According to Suze Orman, author of “9 Steps to Financial Freedom,” “It’s never too soon to begin, and it’s never too late, no matter how the bottom-line numbers read today on your particular handful of financial papers.”
Financial planning is important. Managing your money will help you decide how to save money for your goals, plan spending and know your credit limits. The U.S national debt now totals nearly $9 trillion, and it increases by almost $2 billion per day.
Everyone has different ideas on how they think money should be handled to benefit themselves and their families.
Ben Gonzalez, a sophomore Business Management major at Palo Alto, said, “I decided to invest some of my money into mutual funds to give me some cushion for when I have to begin paying my loans for school back.”
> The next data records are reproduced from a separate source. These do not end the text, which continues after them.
Issue #239, opened 2026-07-27
userns.RunningInUserNS() misdetects systemd PrivateUsers=full as the initial user namespace


aleivag:
Hi maintainers,

`github.com/moby/sys/userns.RunningInUserNS()` currently detects the initial user namespace by parsing `/proc/self/uid_map`:

```go
// userns_linux.go
func uidMapInUserNS(uidMap string) bool {
    ...
    // As per user_namespaces(7), /proc/self/uid_map of
    // the initial user namespace shows 0 0 4294967295.
    initNS := a == 0 && b == 0 && c == 4294967295
    return !initNS
}
```

That assumes the only namespace that can contain 4294967295 UIDs is the initial namespace. However, uid_map describes ID mapping, not namespace identity. A non-initial user namespace can have a full identity map.

This now matters with systemd >= 260. (from: https://github.com/systemd/systemd/commit/24c73c79204bd22d243430bc0d9c2a7d814250bf) A service using `PrivateUsers=full` can run in a non-initial user namespace while still having a full identity UID/GID map:

```text
0 0 4294967295
```

In that case, `RunningInUserNS()` returns false even though the process is in a user namespace.

We hit this through runc, which vendors `moby/sys/userns`. runc's cgroup-v2 device controller intentionally skips/ignores some eBPF device-controller failures when running in a user namespace:

```go
// vendor/github.com/opencontainers/cgroups/devices/v2.go
func canSkipEBPFError(r *cgroups.Resources) bool {
    if userns.RunningInUserNS() {
        return true
    }
    ...
}
```

Because `RunningInUserNS()` returns false under `PrivateUsers=full`, runc does not take that userns path and instead fails nested container startup with:

```text
docker: Error response from daemon: failed to create task for container:
failed to create shim task: OCI runtime create failed: runc create failed:
unable to start container process: error during container init:
error setting cgroup config for procHooks process:
bpf_prog_query(BPF_CGROUP_DEVICE) failed: operation not permitted
```

...
The more robust check seems to be comparing `/proc/self/ns/user` to the kernel's initial user namespace inode, `PROC_USER_INIT_INO` (`0xEFFFFFFD`), rather than parsing `/proc/self/uid_map`. This is what systemd does, and what i propose we do in crun in https://github.com/containers/crun/issues/2150

Would you accept a patch changing `RunningInUserNS()` to use the namespace inode check instead of the `uid_map` full-range heuristic?

thaJeztah:
[...]

PR #240, opened 2026-07-28
userns: detect initial namespace by inode

aleivag:
The current uid_map heuristic treats a private user namespace with an identity uid_map as the initial user namespace. systemd 260 can create that shape with PrivateUsers=full, causing callers to believe they can perform initial-namespace-only operations such as cgroup device BPF setup.

Use /proc/self/ns/user's inode instead and compare it with the kernel's PROC_USER_INIT_INO value. This detects the initial user namespace directly instead of inferring it from the uid_map layout.

Related: https://github.com/moby/sys/issues/239

### DIFF
--- a/userns/userns_linux.go
+++ b/userns/userns_linux.go
@@ -5,7 +5,11 @@ import (
 	"fmt"
 	"os"
 	"sync"
+	"syscall"
 )
+
+// See PROC_USER_INIT_INO in https://github.com/torvalds/linux/blob/v7.1/include/uapi/linux/nsfs.h#L50.
+const procUserInitIno = 0xEFFFFFFD
 
 var inUserNS = sync.OnceValue(runningInUserNS)
 
@@ -17,6 +21,20 @@ var inUserNS = sync.OnceValue(runningInUserNS)
 // [libcontainer/runc]: https://github.com/opencontainers/runc/blob/3778ae603c706494fd1e2c2faf83b406e38d687d/libcontainer/userns/userns_linux.go#L12-L49
 // [lcx/incus]: https://github.com/lxc/incus/blob/e45085dd42f826b3c8c3228e9733c0b6f998eafe/shared/util.go#L678-L700
 func runningInUserNS() bool {
+	var st syscall.Stat_t
+	if err := syscall.Stat("/proc/self/ns/user", &st); err == nil {
+		return st.Ino != procUserInitIno
+	} else if !os.IsNotExist(err) {
+		// As long as /proc/self/ns/user exists, we are on a modern kernel.
+		// Other errors indicate an unexpected procfs state, where assuming the
+		// init namespace would be unsafe.
+		return false
+	}
+
+	// Only fall back for older kernels that do not expose the user namespace
+	// through procfs at /proc/self/ns/user.
+	// TODO: Remove this fallback once Linux kernels older than 3.8 are no
+	// longer supported.
 	file, err := os.Open("/proc/self/uid_map")
 	if err != nil {
 		// This kernel-provided file only exists if user namespaces are supported.


userns/userns_linux.go
```diff
@@ -1,12 +1,12 @@
...
 
 import (
-	"bufio"
-	"fmt"
-	"os"
 	"sync"
+	"syscall"
 )
 
+const procUserInitIno = 0xEFFFFFFD
```
AkihiroSuda, line 12: Could you add a comment line to refer to https://github.com/torvalds/linux/blob/v7.1/include/uapi/linux/nsfs.h#L50

AkihiroSuda (approved):

userns/userns_linux.go
```diff
@@ -1,12 +1,13 @@
...
 
 import (
-	"bufio"
-	"fmt"
-	"os"
 	"sync"
+	"syscall"
 )
 
+// See PROC_USER_INIT_INO in include/uapi/linux/nsfs.h.
```
AkihiroSuda: full URL please

kolyshkin (commented):
1. I think that `TestInodeInUserNS` (and a separate `func inodeInUserNS`) makes little sense now when the code is very simple and clean. I mean, we just do stat(2) and compare `st.Ino` -- this needs no unit tests.

2. The problem is, this (predefined inode number for `PROC_USER_INIT_INO`) only appears in kernel v3.8 (it comes from https://git.kernel.org/pub/scm/linux/kernel/git/torvalds/linux.git/commit/?id=98f842e675f9), and since Go itself (since Go 1.24) requires kernel v3.2 (see https://go.dev/wiki/MinimumRequirements#linuxlinux), we do need a fallback to old code. It will still work since most people run linux >= v3.8, and no one sane will run systemd v260+ on an older kernel.

kolyshkin:
> since Go itself (since Go 1.24) requires kernel v3.2

Note this package (github.com/moby/sys/userns) only requires Go 1.18 which itself has a lower linux kernel version requirement. Meaning, we definitely need the fallback.

kolyshkin (changes requested):
See my comments above

aleivag:
> Meaning, we definitely need the fallback.

cool... I went with "if /proc/self/ns/user exists use that one, if not, continue the old path" ... this should make the code more robust on new kernels, and , like you said, on on old kernels it matter less ..

kolyshkin:
> > Meaning, we definitely need the fallback.
> 
> cool... I went with "if /proc/self/ns/user exists use that one, if not, continue the old path" ... this should make the code more robust on new kernels, and , like you said, on on old kernels it matter less ..

OK, the `/proc/self/ns/user` appeared in v3.8 as well so it's OK to only fallback if the file itself does not exist.

Two notes though:
  - add a TODO to remove the fallback once kernel < 3.8 is no longer supported (fingers crossed it will happen in a few years);
  - keep the existing unit test intact, to minimize the change.

userns/userns_linux_test.go
AkihiroSuda, line 1: This test should be kept

userns/userns_linux.go
```diff
@@ -17,6 +21,15 @@ var inUserNS = sync.OnceValue(runningInUserNS)
 // [libcontainer/runc]: https://github.com/opencontainers/runc/blob/3778ae603c706494fd1e2c2faf83b406e38d687d/libcontainer/userns/userns_linux.go#L12-L49
 // [lcx/incus]: https://github.com/lxc/incus/blob/e45085dd42f826b3c8c3228e9733c0b6f998eafe/shared/util.go#L678-L700
 func runningInUserNS() bool {
+	var st syscall.Stat_t
+	if err := syscall.Stat("/proc/self/ns/user", &st); err == nil {
+		return st.Ino != procUserInitIno
+	} else if !os.IsNotExist(err) {
+		return false
```
AkihiroSuda, line 31: This should still fall back to the legacy method?

aleivag: > This should still fall back to the legacy method?

I can do this... but i think this might be the wrong way of doing it...  consider thisL If the file "/proc/self/ns/user" is there, it means a modern kernel, so if stat fails for any other reason than "file does not exists" it mens that you are still on a modern kernel but something unexpected is wrong with /proc, permissions, mount state, or namespace access, its safer to assume that you are not in the init namespace than to fallback in the old criteria (specially if you plan to remove this line once older kernel are not supported) ...

aleivag:
@AkihiroSuda @kolyshkin may i bug you with one more review.  ppllleeeeeeasseee? 😃

AkihiroSuda (approved):

userns/userns_linux.go
thaJeztah: I agree with this logic; the only thing i'm wondering is; do we need a comment here to describe the logic?

Not a blocker, just putting it on the table; a future visitor of the code may think we either accidentally fall through, or return too early.

thaJeztah (approved):
LGTM

left a comment https://github.com/moby/sys/pull/240#discussion_r3719328483, but not a blocker; @kolyshkin can you PTAL?

aleivag:
> LGTM
> 
> left a comment [#240 (comment)](https://github.com/moby/sys/pull/240#discussion_r3719328483), but not a blocker; 

@thaJeztah updated with the comment... @kolyshkin its up to you now! 😄

aleivag:
mr @kolyshkin can i bug you with one more release please ?

kolyshkin (approved):
LGTM, thanks!

(not sure what happened to our CI here)

kolyshkin:
Let me close/reopen this one to kick CI

aleivag:
Thank you All !!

While investments have successful payouts, they require a fair amount of knowledge and a lump sum up front, usually $1,500, to get started. Investing money is an option for some, but for others saving money may be more suitable. Making your money grow through saving can be simple. Just by putting $50 aside every month, you will have accumulated $600 by the end of the year, $3,000 in five years and at the end of 20 years, exactly $60,000, not including interest earned!
Michelle Espinoza, a sophomore Communications major at Palo Alto said, “I should have started saving about 10 years ago when I was younger and making more money. I came from a family that didn’t discuss money. Had the subject been more openly talked about, I would have understood its value and importance sooner.”
Even though saving and investing money will help you accumulate wealth over time, knowing how to spend it wisely is just as important. If your income and expenses don’t balance, which is often what happens to students in college, debt is unavoidable. You must decide whether each expense is a need or a desire. Cutting back on “desire” spending can free up money that could possibly be used to save for the future or spend on items that are needed now, without sinking into debt.
Being in control of spending habits will open up many new opportunities, including credit. You have probably received many offers from credit card issuers, telling you about their amazing benefits. Borrowing money is neither good nor bad; however, when you use credit, you are paying to use someone else’s money, and it is up to you to pay it back, often at a very high interest rate.
Companies use these interest rates to increase their profits on the purchases you make. Pay more than the minimum when making payments. The amount you owe doesn’t really matter when you’re paying an enormous amount of interest. According to Consumer Credit Counseling Services, paying the $60 minimum payment on a $3,000 credit-card balance would take eight years to pay off and cost you $2,780 in interest. On the other hand, by paying an extra $50 a month, the amount would be paid off in three years and you would save $1,800 in interest charges.
Consumer credit offers both advantages and disadvantages. First, credit allows you to buy items that you could otherwise not afford to pay for, like a house or a car. And second, credit cards are simple to use and safer than carrying large amounts of cash. Still, you are often tempted to buy more than you really need because it’s simple to charge it.
“It’s easy for us to buy things we can’t afford with cash on credit cards, which is why I think so many students end up graduating college thousands of dollars in debt. I was naïve in thinking that always having a job meant financial security,” said Espinoza.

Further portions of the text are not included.